La questione appena sollevata permette finalmente di ricongiungersi allo scritto di Virginia Woolf. Il sistema sociale continua, anche oggi, a frapporre ostacoli maggiori alle donne che vogliano seguire la propria strada. Giungendo al terzo nodo, la presenza di personaggi femminili “completi” nella letteratura, altre curiosità possono essere ricordate. In particolare si noti che la letteratura ha ormai superato il “complesso delle donne monche” (chiamiamolo pure così). Ma per le altre arti non può dirsi altrettanto. Il grande schermo e ancor di più il piccolo, per esempio, sembrano non aver superato ancora quel dilemma. Esiste un semplicissimo test che può essere condotto da chiunque per valutare, in questi termini, i film. Ma il test, a ben vedere, potrebbe essere usato anche per trasmissioni televisive o altro. Si tratta del Bechdel test. Basta guardare il film considerato e rispondere a tre semplici domande.
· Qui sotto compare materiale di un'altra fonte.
PR #3698, opened 2020-01-20
Disruption budget broker

### LINKED ISSUE #3637: Add support for pod disruption budgets
**Description**

To prevent router downtime during node upgrades, the router standard infra config should allow configuring a pod distruption budget: https://kubernetes.io/docs/tasks/run-application/configure-pdb/

**Design**

The original syntax for PDB is:

```
apiVersion: policy/v1beta1
kind: PodDisruptionBudget
metadata:
  name: r-pdb
spec:
  minAvailable: 2
  selector:
    matchLabels:
      role: router
      infraUuid: 1234
```

However, exposing the selector in the infra config could be problematic, as the matchlabels would be different depending on which address space is created. Therefore, adding just 

`.spec.router.minAvailable` to the standard infra config should result in creating the pod distruption budget with the correct labels.

**Tasklist**

Enumerate the sub-tasks required to complete the task:

* [ ] Extend standard infraconfig CRD with minAvailable
* [ ] Create PodDistruptionBudget in address-space-controller with correct labels when minAvailable is specified.

lulf:
### Type of change

- Enhancement / new feature

### Description

Allow creating poddisruptionbudgets for brokers, and prefer to schedule brokers on separate hosts. This is mainly useful in combination with partitioned queues in order to get HA during node upgrades.

Fixes #3637 

### Checklist

- [ ] Update documentation
- [x] Update CHANGELOG.md

### DIFF
--- a/address-space-controller/src/main/java/io/enmasse/controller/PodDistruptionBudgetController.java
+++ b/address-space-controller/src/main/java/io/enmasse/controller/PodDistruptionBudgetController.java
@@ -1,0 +1,137 @@
+/*
+ * Copyright 2020, EnMasse authors.
+ * License: Apache License 2.0 (see the file LICENSE or http://apache.org/licenses/LICENSE-2.0.html).
+ */
+package io.enmasse.controller;
+
+import io.enmasse.address.model.AddressSpace;
+import io.enmasse.admin.model.v1.InfraConfig;
+import io.enmasse.admin.model.v1.StandardInfraConfig;
+import io.enmasse.config.AnnotationKeys;
+import io.fabric8.kubernetes.api.model.IntOrString;
+import io.fabric8.kubernetes.api.model.policy.PodDisruptionBudget;
+import io.fabric8.kubernetes.api.model.policy.PodDisruptionBudgetBuilder;
+import io.fabric8.kubernetes.client.KubernetesClientException;
+import io.fabric8.kubernetes.client.NamespacedKubernetesClient;
+import org.slf4j.Logger;
+import org.slf4j.LoggerFactory;
+
+public class PodDistruptionBudgetController implements Controller {
+    private static final Logger log = LoggerFactory.getLogger(PodDistruptionBudgetController.class);
+
+    private final NamespacedKubernetesClient client;
+    private final String namespace;
+
+    public PodDistruptionBudgetController(NamespacedKubernetesClient client, String namespace) {
+        this.client = client;
+        this.namespace = namespace;
+    }
+
+    public AddressSpace reconcileActive(AddressSpace addressSpace) throws Exception {
+        InfraConfig infraConfig = InfraConfigs.parseCurrentInfraConfig(addressSpace);
+
+        if (infraConfig instanceof StandardInfraConfig) {
+            RouterSet routerSet = RouterSet.create(namespace, addressSpace, client);
+            reconcileRouterPodDisruptionBudget(addressSpace, routerSet, (StandardInfraConfig) infraConfig);
+            reconcileBrokerPodDisruptionBudget(addressSpace, (StandardInfraConfig) infraConfig);
+        }
+        return addressSpace;
+    }
+
+    private static boolean needsUpdate(IntOrString existing, Integer updated) {
+        return updated != null && (existing == null || !updated.equals(existing.getIntVal()));
+    }
+
+
+    private void reconcileRouterPodDisruptionBudget(AddressSpace addressSpace, RouterSet routerSet, StandardInfraConfig infraConfig) {
+        if (infraConfig.getSpec() != null && infraConfig.getSpec().getRouter() != null && (infraConfig.getSpec().getRouter().getMinAvailable() != null || infraConfig.getSpec().getRouter().getMaxUnavailable() != null)) {
+            String name = String.format("enmasse.%s.%s.qdrouterd", addressSpace.getMetadata().getNamespace(), addressSpace.getMetadata().getName());
+            try {
+                boolean changed = false;
+                PodDisruptionBudget podDisruptionBudget = client.inNamespace(namespace).policy().podDisruptionBudget().withName(name).get();
+                if (podDisruptionBudget == null) {
+                    podDisruptionBudget = new PodDisruptionBudgetBuilder()
+                            .editOrNewMetadata()
+                            .withName(name)
+                            .addToLabels("app", "enmasse")
+                            .endMetadata()
+                            .editOrNewSpec()
+                            .endSpec()
+                            .build();
+                    changed = true;
+                }
+
+                Integer minAvailable = infraConfig.getSpec().getRouter().getMinAvailable();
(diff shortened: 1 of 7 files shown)


lulf:

rgodfrey:
@lulf how much does pod disruption budget actually help for brokers?

If we have 10000 queues, each using 0.002 broker, with each queue having a min partitions of 2, we'd presumably have 20 brokers...  Depending on how the queues were distributed the maximum disruption through which we could maintain 100% availability could be 10, or it could only be 1 (and in fact the latter case is probably the most likely).  However, if the maximum number of brokers we can ever guarantee to support loss of while remaining HA is 1, then we also need to make the pod anti affinity mandatory (and probably set the broker CPU/memory/storage requirements higher to "fill" a node).

lulf:
@rgodfrey I think it depends on the system, but I think the disruption budget only makes sense if you have brokers assigned to separate nodes and you have maxUnavailable: $numpartitionsinqueues - 1. The PR also contains a commit to prefer scheduling brokers on separate nodes.

rgodfrey:
@lulf Yeah - ultimately I think we probably need to provide more detailed guidance on setting up HA-ish instances.  Basically I think it probably never makes sense to have more than one broker for the same address space being on the same node.  The other, more complicated case, is trying to set up HA in the case of a full availability zone failure - for this we need the smarts in the queue allocation algorithm to ensure partitions are distributed.

lulf:
@rgodfrey Agreed. I wonder if its best to focus that effort for shared infra though.

address-space-controller/src/main/java/io/enmasse/controller/PodDistruptionBudgetController.java
```diff
@@ -0,0 +1,137 @@
...
+        this.namespace = namespace;
+    }
+
+    public AddressSpace reconcileActive(AddressSpace addressSpace) throws Exception {
+        InfraConfig infraConfig = InfraConfigs.parseCurrentInfraConfig(addressSpace);
+
+        if (infraConfig instanceof StandardInfraConfig) {
+            RouterSet routerSet = RouterSet.create(namespace, addressSpace, client);
+            reconcileRouterPodDisruptionBudget(addressSpace, routerSet, (StandardInfraConfig) infraConfig);
+            reconcileBrokerPodDisruptionBudget(addressSpace, (StandardInfraConfig) infraConfig);
```
davidffrench: @lulf Could PDBs also be created for brokers in a BrokeredInfraConfig?

address-space-controller/src/main/java/io/enmasse/controller/PodDistruptionBudgetController.java
```diff
@@ -0,0 +1,137 @@
...
+                            .addToMatchLabels("role", "broker")
+                            .addToMatchLabels("infraType", "standard")
+                            .addToMatchLabels("infraUuid", infraUuid)
+                            .endSelector()
+                            .endSpec()
+                            .build();
+                    changed = true;
+                }
+
+                Integer minAvailable = infraConfig.getSpec().getRouter().getMinAvailable();
```
davidffrench: @lulf I believe this should be `.getBroker()` instead of `.getRouter()`

address-space-controller/src/main/java/io/enmasse/controller/PodDistruptionBudgetController.java
```diff
@@ -0,0 +1,137 @@
...
+                if (needsUpdate(podDisruptionBudget.getSpec().getMinAvailable(), minAvailable)) {
+                    podDisruptionBudget.getSpec().setMinAvailable(new IntOrString(minAvailable));
+                    changed = true;
+                }
+
+                Integer maxUnavailable = infraConfig.getSpec().getRouter().getMaxUnavailable();
```
davidffrench: @lulf I believe this should be `.getBroker()` instead of `.getRouter()`

address-space-controller/src/main/java/io/enmasse/controller/PodDistruptionBudgetController.java
```diff
@@ -0,0 +1,137 @@
...
+        if (infraConfig.getSpec() != null && infraConfig.getSpec().getRouter() != null && (infraConfig.getSpec().getRouter().getMinAvailable() != null || infraConfig.getSpec().getRouter().getMaxUnavailable() != null)) {
+            String name = String.format("enmasse.%s.%s.qdrouterd", addressSpace.getMetadata().getNamespace(), addressSpace.getMetadata().getName());
+            try {
+                boolean changed = false;
+                PodDisruptionBudget podDisruptionBudget = client.inNamespace(namespace).policy().podDisruptionBudget().withName(name).get();
+                if (podDisruptionBudget == null) {
+                    podDisruptionBudget = new PodDisruptionBudgetBuilder()
+                            .editOrNewMetadata()
+                            .withName(name)
+                            .addToLabels("app", "enmasse")
```
davidffrench: I might be missing something here, it doesn't look like there is any selectors specific to the router pods for a specific address space, like there is for the router PDB below?

address-space-controller/src/main/java/io/enmasse/controller/PodDistruptionBudgetController.java
lulf: No, it doesn't make sense there as you can never have more than 1 broker.

address-space-controller/src/main/java/io/enmasse/controller/PodDistruptionBudgetController.java
lulf: It gets set on line 76

address-space-controller/src/main/java/io/enmasse/controller/PodDistruptionBudgetController.java
lulf: Ouch, that is correct. Thanks!

address-space-controller/src/main/java/io/enmasse/controller/PodDistruptionBudgetController.java
lulf: You're right, thanks again.

address-space-controller/src/main/java/io/enmasse/controller/PodDistruptionBudgetController.java
davidffrench: Ok, perfect. That makes perfect sense. I wasn't as familiar with brokered address spaces and didn't realise it could only create one broker.

address-space-controller/src/main/java/io/enmasse/controller/PodDistruptionBudgetController.java
davidffrench: Ah sorry, missed that. Thank you

lulf:
@davidffrench No worries, always happy to accept additional reviews (and you caught an important bug as well). We'll be adding systemtests for this feature next.

davidffrench:
> @davidffrench No worries, always happy to accept additional reviews (and you caught an important bug as well). We'll be adding systemtests for this feature next.

Always happy to help out when I can. Thanks for answers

Nel film, sono presenti almeno due personaggi femminili che non siano semplici comparse, ma che abbiano dei nomi? E se questi personaggi ci sono, si relazionano mai tra di loro? E, infine, se queste donne parlano tra loro, affrontano mai argomenti diversi rispetto al tema uomini? È soprattutto dinnanzi al terzo quesito che la maggior parte dei film cade, non riuscendo così a superare il test.
La situazione delle donne, quindi, appare ancora critica, anche se è migliorata rispetto a quel 1927 in cui Virginia Woolf scriveva. Ma ancora c’è molto da fare. Ecco perché non bisogna fermarsi. Tra l’altro, nel XIX secolo, Charles Fourier enunciò la tesi secondo cui il grado di emancipazione della donna misura il progresso generale di una società. Di fronte a un simile appello, tutti, uomini e donne, non possono stare con le mani in mano.